In Sorge war keiner der ISIT-Mitarbeiter während des Einsatzes. Sie verfolgten ruhig den Einsatz der Wehr, die mit 33 Mann angerückt war. „Die Evakuierung lief absolut reibungslos“, betonte Institutsleiter Wolfgang Benecke. Betriebsfeuerwehr und Freiwillige Feuerwehr seien in nur wenigen Minuten vor Ort gewesen, die Sicherheitsmitarbeiter hatten alles im Griff, lobte er. Glücklicherweise sei alles glimpflich ausgegangen. „Das Feuer war der schwerwiegendste Vorfall in der Geschichte des ISIT“, so Benecke. Das spräche für die guten Sicherheitsbedingungen.

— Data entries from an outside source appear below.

PR #2727, opened 2024-09-16
Extract simulation part of `snaps-jest` to separate package

Mrtenz:
This extracts all simulation logic from `snaps-jest` to a new package `snaps-simulation` (not to be confused with `snaps-simulator`).


packages/snaps-simulation/package.json
```diff
@@ -0,0 +1,100 @@
+{
+  "name": "@metamask/snaps-simulation",
+  "version": "0.0.0",
+  "repository": {
```
david0xd, line 4: It might be good to add description to this package.

Mrtenz: Done!

david0xd (approved):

Seit 1995 gibt es das Fraunhofer Institut für Siliziumtechnologie in Itzehoe. Das Unternehmen entwickelt und fertigt mikromechanische und mikroelektronische Bauelemente, zu denen auch Lithium-Ionen-Batterien zählen. Solche Batterien gibt es in unterschiedlichen Größen. Sie werden unter anderem in Smartphones, Tablets oder auch Elektroautos eingesetzt.